Input data
-- Opening Marker --

PR #1148, opened 2021-02-05
Implement Negative Tests for clDevice Functions

chemis01:


test_conformance/api/negative_device.cpp
```diff
@@ -0,0 +1,536 @@
...
+{
+    cl_platform_id platform = getPlatformFromDevice(deviceID);
+
+    cl_device_id devices = nullptr;
+    cl_int err =
+        clGetDeviceIDs(nullptr, CL_DEVICE_TYPE_DEFAULT, 1, &devices, nullptr);
+    test_failure_error_ret(
+        err, CL_INVALID_PLATFORM,
+        "clGetDeviceIDs should return CL_INVALID_PLATFORM when: \"platform is "
+        "not a valid platform\" using a nullptr",
```
kpet, line 75: Passing `nullptr` for the platform is allowed and the behaviour is implementation-defined:

>platform refers to the platform ID returned by clGetPlatformIDs or can be NULL. If platform is
NULL, the behavior is implementation-defined.

test_conformance/api/negative_device.cpp
```diff
@@ -0,0 +1,536 @@
...
+    Counts = 1 << 1,
+    Affinity = 1 << 2,
+    All_Schemes = Affinity | Counts | Equally,
+};
+
+static int get_supported_properties(cl_device_id deviceID)
+{
+    size_t number_of_properties = 0;
+    int err = clGetDeviceInfo(deviceID, CL_DEVICE_PARTITION_PROPERTIES, 0,
+                              nullptr, &number_of_properties);
```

-- Closing Marker --

What the task requires
All records are to be printed again, exactly and completely.

Answer to the exercise
PR #1148, opened 2021-02-05
Implement Negative Tests for clDevice Functions

chemis01:


test_conformance/api/negative_device.cpp
```diff
@@ -0,0 +1,536 @@
...
+{
+    cl_platform_id platform = getPlatformFromDevice(deviceID);
+
+    cl_device_id devices = nullptr;
+    cl_int err =
+        clGetDeviceIDs(nullptr, CL_DEVICE_TYPE_DEFAULT, 1, &devices, nullptr);
+    test_failure_error_ret(
+        err, CL_INVALID_PLATFORM,
+        "clGetDeviceIDs should return CL_INVALID_PLATFORM when: \"platform is "
+        "not a valid platform\" using a nullptr",
```
kpet, line 75: Passing `nullptr` for the platform is allowed and the behaviour is implementation-defined:

>platform refers to the platform ID returned by clGetPlatformIDs or can be NULL. If platform is
NULL, the behavior is implementation-defined.

test_conformance/api/negative_device.cpp
```diff
@@ -0,0 +1,536 @@
...
+    Counts = 1 << 1,
+    Affinity = 1 << 2,
+    All_Schemes = Affinity | Counts | Equally,
+};
+
+static int get_supported_properties(cl_device_id deviceID)
+{
+    size_t number_of_properties = 0;
+    int err = clGetDeviceInfo(deviceID, CL_DEVICE_PARTITION_PROPERTIES, 0,
+                              nullptr, &number_of_properties);
```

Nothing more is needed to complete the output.